◆ **Activity**
Word for word, write out all of the data below.

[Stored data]
PR #346, opened 2018-04-04
269 update core proto

### LINKED ISSUE #269: Update backend to new core proto

JonasVautherin:
This PR implements `SubscribeDiscover` and `SubscribeTimeout` for the core module.

Fixes #269.


backend/test/core_service_impl_test.cpp
```diff
@@ -0,0 +1,278 @@
...
+    std::vector<uint64_t> uuids;
+    auto uuids_stream_future = subscribeDiscoverAsync(uuids);
+    subscription_future.wait();
+    event_callback(uuid0);
+    event_callback(uuid1);
+    event_callback(uuid2);
+    _core_service->stop();
+    uuids_stream_future.wait();
+
+    EXPECT_EQ(3, uuids.size());
```
julianoes: Nitpick, this would have to be an `ASSERT_EQ` because the `at()` below will fail otherwise.

backend/test/core_service_impl_test.cpp
```diff
@@ -0,0 +1,278 @@
...
+
+    _core_service->stop();
+    timeout_stream_future.wait();
+
+    EXPECT_EQ(0, count);
+}
+
+std::future<void> CoreServiceImplTest::subscribeTimeoutAsync(int *stream_count)
+{
+    return std::async(std::launch::async, [this, stream_count]() {
```
julianoes: Hm, I didn't know `std::launch::async.

backend/test/core_service_impl_test.cpp
JonasVautherin: Good point :)

JonasVautherin:
Well, 13 unit tests for 3 rpc functions, that doesn't sound excessive to me :-). For gRPC streams, it requires quite some code because I run an in-process server.

Also, only the public interface is unit tested, so that should be quite stable. If the tests ever need big changes, it will mean that the public interface changed, and in this case I find it reasonable to have to change the tests.

I know it may seem like a lot of tests, but I am quite confident now that the code is doing what I expect it to do (even though it doesn't mean it is completely bug-free). If somebody ever refactors the code without breaking the tests, I will be confident that the refactoring is correct. And finally, I believe the tests serve as documentation: one can learn how to interact with the code by reading the unit tests.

◆ **Your response**
PR #346, opened 2018-04-04
269 update core proto

### LINKED ISSUE #269: Update backend to new core proto

JonasVautherin:
This PR implements `SubscribeDiscover` and `SubscribeTimeout` for the core module.

Fixes #269.


backend/test/core_service_impl_test.cpp
```diff
@@ -0,0 +1,278 @@
...
+    std::vector<uint64_t> uuids;
+    auto uuids_stream_future = subscribeDiscoverAsync(uuids);
+    subscription_future.wait();
+    event_callback(uuid0);
+    event_callback(uuid1);
+    event_callback(uuid2);
+    _core_service->stop();
+    uuids_stream_future.wait();
+
+    EXPECT_EQ(3, uuids.size());
```
julianoes: Nitpick, this would have to be an `ASSERT_EQ` because the `at()` below will fail otherwise.

backend/test/core_service_impl_test.cpp
```diff
@@ -0,0 +1,278 @@
...
+
+    _core_service->stop();
+    timeout_stream_future.wait();
+
+    EXPECT_EQ(0, count);
+}
+
+std::future<void> CoreServiceImplTest::subscribeTimeoutAsync(int *stream_count)
+{
+    return std::async(std::launch::async, [this, stream_count]() {
```
julianoes: Hm, I didn't know `std::launch::async.

backend/test/core_service_impl_test.cpp
JonasVautherin: Good point :)

JonasVautherin:
Well, 13 unit tests for 3 rpc functions, that doesn't sound excessive to me :-). For gRPC streams, it requires quite some code because I run an in-process server.

Also, only the public interface is unit tested, so that should be quite stable. If the tests ever need big changes, it will mean that the public interface changed, and in this case I find it reasonable to have to change the tests.

I know it may seem like a lot of tests, but I am quite confident now that the code is doing what I expect it to do (even though it doesn't mean it is completely bug-free). If somebody ever refactors the code without breaking the tests, I will be confident that the refactoring is correct. And finally, I believe the tests serve as documentation: one can learn how to interact with the code by reading the unit tests.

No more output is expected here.